Trigger: On every push to any branch of the GitHub repository.

Steps:

1. Linting (flake8)
   • Validate Python code style and consistency using flake8.
   • Catch syntax errors, unused imports, or other code-quality issues.
2. Unit Tests (pytest)
   • Run test suites using pytest to ensure code functionality and logic.
   • Generate test reports (or coverage reports) to verify application stability.
3. Image Build (Docker Compose)
   • Build a Docker image of the application using Docker Compose.
   • Ensure the application can be containerized successfully without errors.

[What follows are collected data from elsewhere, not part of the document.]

PR #638, opened 2017-03-31
Always print the stacktrace if unforeseen exception in deploy

Profpatsch:
“This thread shouldn’t throw an exception”, but it sometimes does, and when it
does it should print the whole stacktrace for debugging, not just a cute
message, since `debug` is an alias of `False` (line 38).


domenkozar:
I think `debug` is set globally from the cli options. But I agree, it's important to see what happened.

@edolstra @rbvermaa thoughts?

PR #644, opened 2017-04-08
GCE backend: Add preemptible option for instances

ljli:
I'm using this since a few days ago, so far no problems.


domenkozar:
@Phreedom @rbvermaa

Overall, if any step fails (linting, testing, or image build), the workflow is marked as failed and notifies the developer.

---

Continuous Deployment (CD)

Trigger: On every push specifically to the main branch of the repository.

Steps:

1. Linting (flake8)
   • Same as in CI: enforce style guidelines and code consistency.
2. Unit Tests (pytest)
   • Same as in CI: verify application logic through automated tests.
3. Image Build (Docker Compose)
   • Same Docker build process as in CI.
   • This ensures the image that will be deployed is production-ready.
4. Deploy Image (Docker Hub)
   • Upon successful build, the Docker image is pushed to a Docker Registry (Docker Hub).
   • Facilitates deployment to production or other environments.

Once the build is pushed to Docker Hub, downstream environments can pull the latest image automatically or on-demand.

This pipeline ensures that every code change is linted, tested, and containerized. Only changes on the main branch will move on to the deployment step, publishing the Docker image for use in production or further integration.